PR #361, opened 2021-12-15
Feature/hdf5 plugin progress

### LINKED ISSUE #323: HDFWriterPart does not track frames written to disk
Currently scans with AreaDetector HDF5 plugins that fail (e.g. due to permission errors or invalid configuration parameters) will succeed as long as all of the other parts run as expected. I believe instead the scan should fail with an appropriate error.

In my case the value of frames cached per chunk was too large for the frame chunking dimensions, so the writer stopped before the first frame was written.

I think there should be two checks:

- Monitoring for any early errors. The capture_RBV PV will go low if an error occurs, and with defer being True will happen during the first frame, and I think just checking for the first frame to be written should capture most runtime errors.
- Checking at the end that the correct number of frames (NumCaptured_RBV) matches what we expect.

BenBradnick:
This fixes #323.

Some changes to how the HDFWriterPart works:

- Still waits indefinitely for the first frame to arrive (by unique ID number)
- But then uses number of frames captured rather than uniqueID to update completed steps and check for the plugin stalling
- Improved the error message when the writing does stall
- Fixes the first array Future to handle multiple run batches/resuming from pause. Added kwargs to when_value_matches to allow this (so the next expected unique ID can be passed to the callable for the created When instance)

* * * * *

**Task instructions**.
Your task is to copy each line of the entries that includes the word "does".

**Task output**.
### LINKED ISSUE #323: HDFWriterPart does not track frames written to disk
- Improved the error message when the writing does stall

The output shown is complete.